▸ Work instructions:
Repeat all the data that appears below, keeping it exact.

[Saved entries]
[Start of section]

PR #3071, opened 2018-08-20
Added support to force careful disarming.

b-Y-d:
yaml setting `lockpick_force_disarm_careful: true`, but should default to false.

Will add it to base.yaml and PR that too. Too inexperienced with github to do them at the same time.

### DIFF
--- a/pick.lic
+++ b/pick.lic
@@ -392,10 +392,11 @@ class LockPicker
       disarm_speed?(box, 'careful')
     when *@disarm_quick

[End of section]

▸ Written response:
PR #3071, opened 2018-08-20
Added support to force careful disarming.

b-Y-d:
yaml setting `lockpick_force_disarm_careful: true`, but should default to false.

Will add it to base.yaml and PR that too. Too inexperienced with github to do them at the same time.

### DIFF
--- a/pick.lic
+++ b/pick.lic
@@ -392,10 +392,11 @@ class LockPicker
       disarm_speed?(box, 'careful')
     when *@disarm_quick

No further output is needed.